* What you have to do:
Please report every line in the entries that contains the string "ReplaceWith".

** Opening Records shown block **

PR #425, opened 2021-05-14
424: Add Explicit Worker Tag for RenderTester

### LINKED ISSUE #424: Add option to explicitly require all Worker Expectations in RenderTester
This line - https://github.com/square/workflow-kotlin/blob/main/workflow-testing/src/main/java/com/squareup/workflow1/testing/RealRenderTester.kt#L123 - can be wrapped with a flag that could be toggled in RenderTester setup.

steve-the-edwards:
Closes #424 

Requested feature to be able to turn on explicit `Worker` expectation in Workflow1. This allows us to test whether a worker is *not run* for example.

### DIFF
--- a/workflow-testing/src/main/java/com/squareup/workflow1/testing/RenderTester.kt
+++ b/workflow-testing/src/main/java/com/squareup/workflow1/testing/RenderTester.kt
@@ -14,8 +14,8 @@ import kotlin.reflect.KType
 import kotlin.reflect.KTypeProjection
 
 @Deprecated(
-    "Renamed to testRender",
-    ReplaceWith("testRender(props)", "com.squareup.workflow1.testing.testRender")
+  "Renamed to testRender",
+  ReplaceWith("testRender(props)", "com.squareup.workflow1.testing.testRender")
 )
 @Suppress("NOTHING_TO_INLINE")
 public inline fun <PropsT, OutputT, RenderingT> Workflow<PropsT, OutputT, RenderingT>.renderTester(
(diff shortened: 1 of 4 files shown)


workflow-testing/src/main/java/com/squareup/workflow1/testing/RenderTester.kt
```diff
@@ -203,6 +206,8 @@ RealRenderTester(this, props, initialState)
  */
 public abstract class RenderTester<PropsT, StateT, OutputT, RenderingT> {
 
+  protected var explicitWorkerExpectationsRequired: Boolean = false
```
zach-klippenstein, line 209: There's no reason for this to exist in the base class, the only reason this isn't an interface is because we needed to add some inline methods or something. Please keep as much implementation and logic out of this class as possible.

workflow-testing/src/main/java/com/squareup/workflow1/testing/RenderTester.kt
```diff
@@ -262,6 +267,11 @@ public abstract class RenderTester<PropsT, StateT, OutputT, RenderingT> {
     block: (rendering: RenderingT) -> Unit = {}
   ): RenderTestResult<PropsT, StateT, OutputT>
 
+  public open fun requireExplicitWorkerExpectations():
```
zach-klippenstein, line 270: This should be abstract, like most of the methods in this class.

zach-klippenstein (approved):
LG once that property and method impl is moved to RealRenderTester.

workflow-testing/src/main/java/com/squareup/workflow1/testing/RenderTester.kt
steve-the-edwards: I was wondering about that. I thought since this *was* an abstract class I might as well share the implementation of this since it was simple and should be consistent.

workflow-testing/src/main/java/com/squareup/workflow1/testing/RenderTester.kt
steve-the-edwards: Like above, wasn't clear on intention.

** Closing Records shown block **

* Expected output:
-    ReplaceWith("testRender(props)", "com.squareup.workflow1.testing.testRender")
+  ReplaceWith("testRender(props)", "com.squareup.workflow1.testing.testRender")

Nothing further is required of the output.